I have a data manipulation/table joining question that I have been hitting my head against for a couple of days. I am trying to create plots using ggplot2 that color the data by factors.
The simple way to do this is by using:
ggplot(data, aes(X,Y)) +
geom_point(aes(color = Factor_A))
This means I need a table that has a column for X, Y, and Factor_A.
However, my factor data and my xy data are in two completely different forms. My factor data is neatly framed like so:
factor_data <-data.frame(
Sample_ID = c(1:12),
Factor_A = sample(letters[3:6],12,replace=TRUE),
Factor_B = sample(letters[7:8],12,replace=TRUE)
)
Sample_ID, Factor_A, and Factor_B each have their own vertical column. So far, great for plotting.
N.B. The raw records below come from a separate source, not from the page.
Issue #1183, opened 2020-05-23
Database plugin doesn't work with Room + requery/sqlite-android


aartikov:
## 🐛 Bug Report
Database plugin shows outdated data when it is connected to Android application that uses [Room](https://developer.android.com/training/data-storage/room) and [requery/sqlite-android](https://github.com/requery/sqlite-android). Moreover, the plugin prevents Android app to save data to a file.

## To Reproduce
1. Build and run the application [https://github.com/aartikov/flipper-database-bug](https://github.com/aartikov/flipper-database-bug)
2. Connect to it with Flipper Desktop and open word_table.
3. Add some data to the table by pressing (+) button  in the Android app.
4. Press Refresh button in Flipper Desktop. It will display outdated data. 
5. Press Back in the Android app and swipe it away from recent task list to kill it.
6. Start the Android app again. It will not show the data that was added on the step 3.

You can try to remove line `.openHelperFactory(RequerySQLiteOpenHelperFactory())` in my sample. In that case everything will work fine.
Also, if you will repeat steps 3, 5, 6 without Flipper Desktop running, the data will be saved correctly.

## Environment
- Flipper 0.43.0
- Android 9
- Windows 10 or Ubuntu 20.04 LTS

aartikov:
I figured out that I have to implement custom `SqliteDatabaseConnectionProvider` that returns requery implementation `io.requery.android.database.sqlite.SQLiteDatabase`. To make it possible this change is required #1196

PR #1196, opened 2020-05-26
Use interface SupportSQLiteDatabase in Android Databases Plugin

aartikov:
## Summary
This change will allow to use various SQLiteDatabase implementations: standard Android implementation, [requery/sqlite-android](https://github.com/requery/sqlite-android) and so on. See issue #1183 

## Changelog
Android Databases Plugin: `SqliteDatabaseConnectionProvider` returns `SupportSQLiteDatabase` instead of `SQLiteDatabase`.

## Test Plan
Check that Databases Plugin shows correct data on the sample Android application.


passy:
This looks great! Thanks for doing this. I'll import this for internal review.

aartikov:
@passy I have added some fixes. Please, import it again.

passy:
@aartikov Really sorry for the wait. Do you know where `androidx.sqlite.db.framework.FrameworkSQLiteDatabaseWrapping` is coming from or when it was added? This is failing to resolve internally.

aartikov:
@passy It is a part of the pull request https://github.com/facebook/flipper/pull/1196/files#diff-6deeccf2669d9a45af844801f3979441
I placed it to `androidx.sqlite.db.framework` to get access to package-private class `FrameworkSQLiteDatabase`.

passy:
@aartikov Oh, I didn't see that at first. Sorry, I'm afraid we can't ship with that. This doesn't work well with our build system and it's generally not a good form to publish artifacts into someone else's namespace.

passy:
@aartikov Do you think reflection would be an option here at all? It may seem a little ugly, but it would help with compatibility here.

aartikov:
@passy Yes, we can use reflection here. I have pushed this change.

aartikov:
@passy could you please review it?

passy:
@aartikov Apologies for the delay! I'm a little swamped right now, but I'll take a look this week.

likern:
@aartikov Hello, not sure my problem is the same.

But when I open flipper and try to refresh database - it looks like database **is completely deleted** (I suggest by flipper itself).
Also I can sometimes see database itself, but never tables (emtpy popup list).

I use React Native with https://github.com/breeffy/mobbly/commit/86813c1f4bab7e1b1719bea0aa86b416c5937391 which itself uses https://github.com/requery/sqlite-android.

I tried your patch (I hoped it's related, but not sure). Didn't help to fix my problem.

PR #1200, opened 2020-05-27
Updated links in documentation

berdimyradov:
- Links are corrupted
- Updated them


mweststrate:
I just tried these links on https://fbflipper.com/docs/getting-started/react-native and they seem to be working fine. Also note that links should be relative not absolute, as otherwise it will be impossible to verify changes before publishing them to production.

However, my X,Y data is framed like so:
xy_data <-data.frame(
X = c((1:80)/10),
"1" = rnorm(80),
"2" = rnorm(80),
"3" = rnorm(80),
"4" = rnorm(80),
"5" = rnorm(80),
"6" = rnorm(80),
"7" = rnorm(80),
"8" = rnorm(80),
"9" = rnorm(80),
"10" = rnorm(80),
"11" = rnorm(80),
"12" = rnorm(80),
check.names = FALSE
)
In this case, each sample ID is horizontally across the top row. Each Sample_ID has its own X,Y spectrum (with the same X values shared across all of them). I am trying to plot all the spectra (in this simplified example, 12 spectra) at once and color each line by one of the Factors.
Does anyone have an idea as to how to join these tables together to make it possible to plot the X,Y data using ggplot2 and still be able to color the plotted lines using Factor_A or Factor_B?